Leocadio: Bauer, Bootskapitän und gute Seele
Leocadio bekommt auf der Isla del Sol von all dem nichts mit, er bewirtschaftet mit seiner Familie sein eigenes kleines Reich: „Wir bauen neben Bohnen auch Kartoffeln, Oca, Weizen, Gerste und Mais an. Die Bohnen verkaufen wir auch auf dem Markt, alles andere ist nur für unseren eigenen Bedarf.“ In Yumani, im Süden der Isla del Sol, ist Leocadio aufgewachsen, zur Schule gegangen und hat danach auch sein ganzes Leben dort verbracht. Für die indigenen Gruppen der Quechua und Aymara sind der Titicaca-See und die Isla del Sol heilig. Reste des von den Inka errichteten Sonnentempels zu Ehren Viracochas und der „Heilige Felsen“, auf den der erste Inka seinen Fuß setzte, ziehen Besucher aus aller Welt an. Warum also diesen Ort verlassen?
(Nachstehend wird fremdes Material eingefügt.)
PR #232, opened 2023-07-20
added EligibleDomain to hstspreloadWrapper in api/wrappers.go

bkhushi:


go.mod
```diff
@@ -5,7 +5,7 @@ go 1.15
 require (
 	cloud.google.com/go/datastore v1.11.0
 	github.com/chromium/hstspreload v0.0.0-20230623210540-9e257cb2df03
```
nharper, line 7: This is the line that needs to change (instead of the replace) so that `hstspreload.EligibleDomain` is available. `go get -u .` will update this dependency (and others).

nharper (approved):
LGTM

Leocadio kann indes selbst der mühseligen Arbeit auf dem Feld etwas Positives abgewinnen: „Je nach Jahreszeit arbeiten wir zwischen zwei und acht Stunden am Tag auf dem Feld. Das ist nicht nur unsere Arbeit, sondern auch ein gutes Training.“ Neben seiner Heimat macht ihn übrigens auch eine andere Berufung stolz: „Es ist eine Ehre, Kapitän eines Bootes auf dem Titicaca-See zu sein. Er ist ein sehr großer und wunderschöner See. Menschen aus der ganzen Welt besuchen uns, um ihn zu sehen.“ Bevor der Titicaca-See den WORLD INSIGHT-Reisegruppen ein Lächeln auf die Lippen zaubert, wird Leocadio seinen Gästen bereits ein Lächeln geschenkt haben. Nicht nur, dass unser Bootskapitän auf dem „heiligen“ See über lebenslange Erfahrung verfügt, auch dank seiner gewinnenden Art, fühlt man sich bei Leocadio stets sicher. Und wen der Anblick des Titicaca-Sees wider Erwarten völlig kaltlässt, der weiß spätestens beim Besteigen von Leocadios Boot, dass er sich an einem besonderen Ort befindet.